Besides choosing only one genotype per accession to represent the accession in the condensed dataset, other adjustments were made to create this dataset. All the 22 known interspecific hybrid accessions were removed, 23 other accessions were completely removed because of the extreme heterogeneity of the accession (possibly resulting from a mixture of species) in both the NJ and the UPGMA trees. Species labels of 49 accessions were changed based on their position in the NJ and/or UPGMA tree (not shown) and visual inspection of the plants in the experimental field or greenhouse in 2005 and 2006. In total 11 outgroup accessions were removed because preliminary AFLP results showed these outgroups to be too distant (S. sitiens, S. nigrum, S. chaparense, S. lycopersicoides, S. canense, S. fraxinifolium). The outgroup species S. etuberosum, S. palustre and S. fernandezianum were retained in the dataset.

Data analysis

Both the phenetic and the cladistic analyses were conducted using PAUP 4.0 Altivec [34] on the TERAS computing cluster of SARA computing facilities in Amsterdam.

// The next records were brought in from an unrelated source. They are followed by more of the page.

PR #200, opened 2021-08-05
Sort benchmarks headers to match cells

JacobEvelyn:
**Before merging:**

### DIFF
--- a/benchmarks/benchmarks.rb
+++ b/benchmarks/benchmarks.rb
@@ -243,6 +243,9 @@ end.each_with_index do |benchmark_json, i|
   memo_wise = benchmark_json.find { _1["name"].include?("MemoWise") }
   benchmark_json.delete(memo_wise)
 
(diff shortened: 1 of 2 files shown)


benchmarks/benchmarks.rb
```diff
@@ -245,7 +245,9 @@ def positional_splat_keyword_and_double_splat_args(a, *args, b:, **kwargs)
 
   # Print headers based on the first benchmark_json
   if i.zero?
-    benchmark_headers = benchmark_json.map do |benchmark_gem|
+    benchmark_headers = benchmark_json.
```
jemmaissroff, line 248: We repeat this `sort_by` code later on line 262. Wondering if it'd make sense to put it into a `sorted_benchmark_json` variable before this `if` so we can use it later too?

jemmaissroff (changes requested):

jemmaissroff (approved):

PR #206, opened 2021-08-11
Speed up tests by reusing temporary classes/modules

### LINKED ISSUE #202: Investigate whether we can speed up tests
Many of our tests run quite quickly (as they should, since they simply execute pure Ruby), but many are quite slow (as in: >1s per test). The slow ones seem to be within `when defined with scope 'class << self'` and `when defined with scope 'module << self'` context blocks, though there may be others I've missed.

Test time currently is a big nuisance when working on features/and speeding up tests would be a big quality-of-life improvement.

JacobEvelyn:
Fixes #202

NOTE: I'm not sure if this is a good idea but it does make our tests much faster.

**Before merging:**

### DIFF
--- a/spec/support/shared_context_for_class_methods_via_class_scope.rb
+++ b/spec/support/shared_context_for_class_methods_via_class_scope.rb
@@ -1,8 +1,10 @@
 # frozen_string_literal: true
 
 RSpec.shared_context "with context for class methods via scope 'class << self'" do # rubocop:disable Layout/LineLength
-  let(:class_with_memo) do
-    Class.new do
+  # NOTE: This use of `before(:all)` is a performance optimization that shaves
+  # minutes off of our test suite, especially in older versions of Ruby.
+  before(:all) do
+    @_class_with_memo = Class.new do
       class << self
         prepend MemoWise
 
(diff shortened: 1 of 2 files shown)


spec/support/shared_context_for_module_methods_via_class_scope.rb
```diff
@@ -13,4 +15,6 @@ class << self
       end
     end
   end
+
+  let(:module_with_memo) { @_module_with_memo } # rubocop:disable RSpec/InstanceVariable
```
ms-ati, line 19: Does `module_with_memo` need the same Module-level resetting of state that the `class_with_memo` needed?

spec/support/shared_context_for_class_methods_via_class_scope.rb
```diff
@@ -13,4 +15,18 @@ class << self
...
     end
   end
+
+  let(:class_with_memo) do
+    # Because we now have shared state between tests, we need to ensure that we
+    # reset memo_wise, as well as any test state, for each individual test.
+    # rubocop:disable RSpec/InstanceVariable
+    @_class_with_memo.reset_memo_wise
+    @_class_with_memo.instance_variables.each do |var|
+      if @_class_with_memo.instance_variable_get(var).is_a?(Integer)
```
ms-ati, line 25:
```suggestion
      # reset test method counters from DefineMethodsForTestingMemoWise
      if @_class_with_memo.instance_variable_get(var).is_a?(Integer)
```

ms-ati (approved):
LGTM, I left one commit suggestion with a comment line you might want to consider adding to make the "reset counters to 0" test code more understandable

spec/support/shared_context_for_module_methods_via_class_scope.rb
JacobEvelyn: I haven't looked into why, but it does not.

jemmaissroff (approved):

PR #211, opened 2021-09-22
Optimize zero-argument methods

JacobEvelyn:
This commit adds a performance optimization to zero-argument
methods; these methods now have their memoized results stored
in an array rather than a hash. This is the same as the recent
optimization we made for one-argument methods, except because
we store zero-argument results directly (rather than a hash
containing results as with one-argument methods), we need a
sentinel system to differentiate between an unmemoized method
(in which case the lookup will return `nil`) and a memoized
result that also happens to be `nil`.

This optimization offers a slight speedup because array
accesses are faster than hash lookups. In addition, this
optimization is faster even for the "slow path" case in which
the memoized value is falsey, because previously that check
was also performing a hash lookup and our new sentinel system
uses an array for this as well.

**Before merging:**


CHANGELOG.md
```diff
@@ -8,8 +8,8 @@ and this project adheres to [Semantic Versioning](https://semver.org/spec/v2.0.0
 ## Unreleased
 
 ### Updated
-- Improve performance of single-argument methods by using an outer Array instead
-  of a Hash
+- Improve performance of both zero-argument and single-argument methods by using
+  an outer Array instead of a Hash
```
ms-ati, line 12: Nit: I'd split these into two CHANGELOG entries personally, to make it easier to connect to separate changes in the history, but weakly held

ms-ati (approved):
LGTM

PR #213, opened 2021-10-11
[Draft] Trying out a different API

paracycle:
Prepending a module as a public API is quite uncommon. Since MemoWise primarily adds a class method named `memo_wise`, doing an extend is a much more natural API.

Moreover, MemoWise currently does an alias method chain dance when redefining memoized modules which is brittle. A cleaner way of doing that is by building memoization wrappers in a prepended class and calling `super` to delegate to the actual method.

**Before merging:**


ms-ati:
Hi again @paracycle, this PR is growing stale in its current form. If it's not too much trouble, please respond to communicate whether you intend to continue work on this PR, such as to resolve existing conflicts, so that we can discuss the proposed changes in detail?

paracycle:
Apologies that this PR has gone stale (actually, it was not too fresh when I opened it either). I do intend to bring this inline with the latest changes and have a more reviewable and contained PR.

In the meanwhile, seen as this PR was mostly for me to get this alternative approach some visibility, I will close it and I can create a new PR later.

jemmaissroff:
@paracycle I would be happy to pair on getting this PR back up to date if you'd like!

paracycle:
> @paracycle I would be happy to pair on getting this PR back up to date if you'd like!

Yeah, I was going to propose the same. 👍 I'll book some time for us to pair on this.

PR #216, opened 2021-10-27
Remove usages of #hash to avoid potential hash collisions

jemmaissroff:
This PR removes usage of #hash because there is a potential for hash collisions leading to incorrect memoized results in our current implementation.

For the 4929 phenetic analysis we used the total character distance, for the 916 data set we used the NeiLi distance [35] to calculate the distance matrix. A Neighbor Joining Jackknife tree was calculated using 10.000 replicates.

The cladistic analysis heuristic searches were done by using PRAP, Parsimony Ratchet Analyses using PAUP, a program that writes commands for PAUP. The commands in PRAP describe how PAUP should carry out parsimony ratchet searches [36]. By using parsimony ratchet, as described by Nixon [37], many tree islands are searched instead of thoroughly searching through each island.

For the MP jackknife analysis, we followed the conclusions drawn by Muller [36] that using random addition sequence instead of simple addition sequence has no beneficial effect on bootstrap or jackknife support. Also, a jackknife or bootstrap analysis using one heuristic search saving one tree per jackknife replicate and simple addition sequence, performed as good as or even better than an analysis using 10 parsimony ratchet iterations using the shortest tree only or using a strict consensus tree of all shortest trees [36]. Therefore, we conducted a jackknife MP analysis by performing 10.000 replicates using simple addition, and saving one shortest tree per replicate.